Dataset items
● ● ● ● ● ● ●

PR #19634, opened 2023-09-05
[CPU][ARM] Reorder FullyConnected weights in scope of compile_model

EgorDuplensky:
### Details:
 - Basically move weights reordering from first inference to compile_model

### Tickets:
 - *ticket-id*

### DIFF
--- a/src/plugins/intel_cpu/src/nodes/fullyconnected.cpp
+++ b/src/plugins/intel_cpu/src/nodes/fullyconnected.cpp
@@ -399,7 +399,7 @@ static dnnl::primitive_desc createPrimitiveDesc(const FCKey& key, const dnnl::en
         const bool found = DnnlExtensionUtils::find_implementation(prim_desc, brgconv_avx512_1x1);
 
         if (found)
-            return prim_desc;
+            return std::move(prim_desc);
     }
 
     // fallback to normal inner product primitive
@@ -441,9 +441,9 @@ static dnnl::primitive_desc createPrimitiveDesc(const FCKey& key, const dnnl::en
     const bool found = DnnlExtensionUtils::find_implementation(prim_desc, key.implType);
 
     if (found)
-        return prim_desc;
+        return std::move(prim_desc);
 
-    return first_desc;
+    return std::move(first_desc);
 }
 
 #if defined(OV_CPU_WITH_ACL)
--- a/src/plugins/intel_cpu/src/nodes/fullyconnected.cpp
+++ b/src/plugins/intel_cpu/src/nodes/fullyconnected.cpp
@@ -392,7 +392,7 @@ createDescriptorInternalForConv(DnnlMemoryDescCPtr inputDescPtr,
     }
 }
 
-static dnnl::primitive_desc createPrimitiveDesc(const FCKey& key, const dnnl::engine engine) {
+static dnnl::primitive_desc createPrimitiveDesc(const FCKey& key, const dnnl::engine& engine) {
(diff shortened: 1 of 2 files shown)


dmitry-gorokhov:
@maxnick Could you please take a look?

src/plugins/intel_cpu/src/nodes/fullyconnected.cpp
```diff
@@ -329,6 +330,172 @@ void FullyConnected::prepackMLASWeight() {
...
+            convInDesc, convWeightDescAny, convOutDesc,
+            dnnl::memory::dims{1},   // stride
+            dnnl::memory::dims{0},   // dilation
+            dnnl::memory::dims{0},   // paddingL
+            dnnl::memory::dims{0},   // paddingR
+            attr);
+    }
+}
+
+static dnnl::primitive_desc createPrimitiveDesc(const FCKey& key, const dnnl::engine engine) {
```
maxnick, line 395:
```suggestion
static dnnl::primitive_desc createPrimitiveDesc(const FCKey& key, const dnnl::engine& engine) {
```

src/plugins/intel_cpu/src/nodes/fullyconnected.cpp
```diff
@@ -329,6 +330,172 @@ void FullyConnected::prepackMLASWeight() {
...
+
+    DnnlMemoryDescPtr weightDesc = MemoryDescUtils::convertToDnnlMemoryDesc(weightDescIP);
+    DnnlMemoryDescCPtr biasDesc = nullptr;
+    if (biasMemPtr) {
+        biasDesc = biasMemPtr->getDescWithType<DnnlMemoryDesc>();
+    }
+    DnnlMemoryDescCPtr inDesc = MemoryDescUtils::convertToDnnlMemoryDesc(
+        MemoryDescUtils::makeDummyDesc(*srcMemPtr->getDescWithType<DnnlMemoryDesc>()));
+    DnnlMemoryDescCPtr outDesc = MemoryDescUtils::convertToDnnlMemoryDesc(
+        MemoryDescUtils::makeDummyDesc(*dstMemPtr->getDescWithType<DnnlMemoryDesc>()));
```
maxnick, line 479: I would say it is more reliable to use memory descriptors from the port descriptors in `selected_pd `. The idea is that these memory descriptors are always undefined in the case of dynamic shapes and used specially for this purpose: creating defined memory descriptors from undefined ones with a specific shape. Please refer to: https://github.com/openvinotoolkit/openvino/blob/eacdc24d541eb800284b8d49d6fb1fae37cdce0b/src/plugins/intel_cpu/src/node.cpp#L634

EgorDuplensky: actually this was the first thing I have tried.
But onednn primitive_desc failed to create using memory descs from the selected pd

src/plugins/intel_cpu/src/nodes/fullyconnected.cpp
EgorDuplensky: done

src/plugins/intel_cpu/src/nodes/fullyconnected.cpp
EgorDuplensky: Updated as discussed (better to use selected_pd).

maxnick (approved):

EgorDuplensky:
rebased

dmitry-gorokhov (approved):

● ● ● ● ● ● ●

**WORK TASK**
Wherever a line of the data holds "convertToDnnlMemoryDesc", copy that line.

**RESPONSE TO THE EXERCISE**
+    DnnlMemoryDescPtr weightDesc = MemoryDescUtils::convertToDnnlMemoryDesc(weightDescIP);
+    DnnlMemoryDescCPtr inDesc = MemoryDescUtils::convertToDnnlMemoryDesc(
+    DnnlMemoryDescCPtr outDesc = MemoryDescUtils::convertToDnnlMemoryDesc(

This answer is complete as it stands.